Novel Insight from Computational Virtual Screening Depict the Binding Potential of Selected Phytotherapeutics Against Probable Drug Targets of Clostridium difficile

This study explores computational screening and molecular docking approaches to screen novel herbal therapeutics against probable drug targets of Clostridium difficile. The essential genes were predicted by comparative genome analysis of C. difficile and best homologous organisms using BLAST search at database of essential genes (DEG). The functions of these genes in various metabolic pathways were predicted and some of these genes were considered as potential targets. Three major proteins were selected as putative targets, namely permease IIC component, ABC transporter and histidine kinase.

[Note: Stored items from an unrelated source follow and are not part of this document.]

PR #498, opened 2024-11-28
Update docs with deprecation notice

andrew-farries:
Add a deprecation notice to the docs for the `drop_constraint` operation.

Direct link to the updated docs section: [docs/README.md](https://github.com/xataio/pgroll/blob/add-deprecation-note-to-docs/docs/README.md#drop-constraint)

### DIFF
--- a/docs/README.md
+++ b/docs/README.md
@@ -1210,6 +1210,8 @@ Example **drop column** migrations:
 
 ### Drop constraint
 
+:warning: The **drop constraint** operation is deprecated. Please use the [drop multi-column constraint](#drop-multi-column-constraint) operation instead. The **drop_constraint** operation will be removed in a future release of `pgroll`. :warning:
+
 A drop constraint operation drops a single-column constraint from an existing table.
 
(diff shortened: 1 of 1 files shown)


docs/README.md
```diff
@@ -1210,6 +1210,8 @@ Example **drop column** migrations:
 
 ### Drop constraint
 
+:warning: The **drop constraint** operation is deprecated. Please use the [drop multi-column constraint](#drop-multi-column-constraint) operation instead. The **drop_constraint** operation will be removed in a future release of `pgroll`. :warning:
```
exekias, line 1213: I wonder if we will rename drop multi column to this once deprecation is in?

exekias (approved):

docs/README.md
andrew-farries: yes, I think so. But I don't think that needs to be part of this notice; it's a breaking change either way.

andrew-farries: unless you think we need to mention that `drop_multicolumn_constraint` will become the new `drop_constraint` here?

PR #499, opened 2024-11-28
Split `docs/README.md` into multiple files

andrew-farries:
Split the content in `docs/README.md` into multiple files under `docs/` for easier reference.


SferaDev (approved):
We can start working with this, let's interate!

PR #64, opened 2022-01-29
fix java enum

paulo-coutinho:
Hi,

This fix a bug in java generator:

```
domain/Customer.java:85: error: incompatible types: CustomerStatusEnum cannot be converted to int
        out.writeInt((int)this.mStatus);
                              ^
```


finalpatch (approved):

finalpatch:
Thanks! We have never used the Parcel feature so this bug has been unnoticed.

PR #66, opened 2022-02-01
default values for lib include

paulo-coutinho:
Hi,

This PR let users don't need add `<gen>BaseLibIncludePrefix` using a default value instead, that is the most common usage.

Thanks.


paulo-coutinho:
Don't make sense, since the paths are different for everyone

Issue #67, opened 2022-02-02
Wasm/TS: Nullability is not enforced across the interface


bkotsopoulossc:
When passing interfaces as function parameters, the generated typescript assumes every interface is *not nullable*, but the generated C++ code passes `std::sharedPtr<T>` types for each interface, which are *inherently nullable*. The typescript then has no way to legally check if the parameter is null or not (or undefined).

Let's say we have a djinni interface like this:
```
interface Foo +c {
  // ...
}

interface Bar +w {
  doSomething(foo: Foo);
}
```

On the C++ side, you call the web function and pass in an implementation of the C++ interface:
```
// .cpp
barObject->doSomething(std::make_shared<FooImpl>(...));
```

But it's also perfectly legal to pass in a nullptr:
```
// .cpp
barObject->doSomething(nullptr);
```

On the Typescript side, you may have some code like this to be defensive and check for the null pointer at runtime:
```
// .ts
const bar: Bar = {
  doSomething: (foo: Foo) => {
    if (!foo) { // this line fails type checking
      throw new Error()
    }
  }
}
```

But the if check fails type checking / linting because as far as typescript is concerned, that parameter can not be null/undefined, and the if check is always true.

We should either admit that interface types passed from c++ -> JS can be null, and codify that into the typescript signatures by generating them like `doSomething: (foo: (Foo | null)) => void`. Or, come up with some way to prevent null `shared_ptr` from crossing the boundary. This could be a runtime check, or it could be using a different type type that prevents construction from null ([example](https://github.com/microsoft/GSL/blob/main/include/gsl/pointers#L84)).

CC @LiFengSC

finalpatch:
You are right. Interfaces should be nullable and this is how it works in Java and ObjC too. Unless you specified `--cpp-nn-type` to prevent `nullptr` from entering the C++ pointer.

bholmes-sc:
My proposal here would be to first implement a runtime check for this anytime we make a call from C++ to TS.  
Don't we have some sort of proxy on the TS side that can verify if params are non-null?

paulocoutinhox:
It was merged and solved. Can be closed, no? Thanks.

PR #68, opened 2022-02-02
Fix TS interface nullability

finalpatch:
* Interface nullability is always retained in typescript regardless of whether cpp-nn-type is passed to command line. This is different from Java and ObjC (interface nullability is only retained when cpp-nn-type is provided)
* When cpp-nn-type is not available, a runtime null check is generated in the wasm marshaller classes's `fromCpp()` method
* When cpp-nn-type is not available, generate a `/*not-null*/` comment for non-optional interfaces in C++, as a reminder.
* null interface is represented with `undefined` in TS to be consistent with optional records.
* Demos and tests are fixed to respect nullability.
* TS projects are fixed to compile in strict mode

In the long term we want to be able to retain interface nullability in Java and ObjC too, but this will be a breaking change. We have to first audit all our existing methods that passes interfaces and make sure nullable interfaces are marked by optional<>. 

This address https://github.com/Snapchat/djinni/issues/67

### DIFF
--- a/examples/generated-src/cpp/sort_items.hpp
+++ b/examples/generated-src/cpp/sort_items.hpp
@@ -18,7 +18,7 @@ public:
     /** For the iOS / Android demo */
     virtual void sort(sort_order order, const ItemList & items) = 0;
 
-    static std::shared_ptr<SortItems> create_with_listener(const std::shared_ptr<TextboxListener> & listener);
+    static /*not-null*/ std::shared_ptr<SortItems> create_with_listener(const /*not-null*/ std::shared_ptr<TextboxListener> & listener);
 
     /** For the localhost / command-line demo */
     static ItemList run_sort(const ItemList & items);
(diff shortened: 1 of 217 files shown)


bkotsopoulossc (approved):
The fix makes sense. It's definitely going to be a big breaking change and make a lot of code more verbose. Have we thought about having a way to pass non-null interfaces as parameters? 9 times out of 10 we don't want nullability, but now we'll have a ton of checks for null.

CC @benjaminhollissc

finalpatch:
It's possible to make Djinni generate nonnull interfaces by default but we'll have to provide a C++ pointer type that can prevent `nullptr` getting in.

If we do that then nullable interfaces can be represented in djinni as `optional<I>` and they will be translated to plain `shared_ptr<>` in C++.

This approach will give us consistent behavior between records and interfaces (nonnull by default, nullable if optional<>). However,  changing all the C++ implementation classes to use a nonnull pointer is a non-trivial task.

bholmes-sc (approved):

The three-dimensional structures of these targets were predicted by molecular modelling. The herbal bioactive compounds were screened by computer-aided virtual screening and binding potentials against the drug targets were predicted by molecular docking. Quercetin present in Psidium guajava (binding energy of −9.1 kcal/mol), Ellagic acid found in Punica granatum and Psidium guajava (binding energy −9.0 kcal/mol) and Curcumin, present in Curcuma longa (binding energy −7.8 kcal/mol) demonstrated minimum binding energy and more number of interacting residues with the drug targets. Further, comparative study revealed that phytoligands demonstrated better binding affinities to the drug targets in comparison with usual ligands. Thus, this investigation explores the therapeutic probabilities of selected phytoligands against the putative drug targets of C. difficile.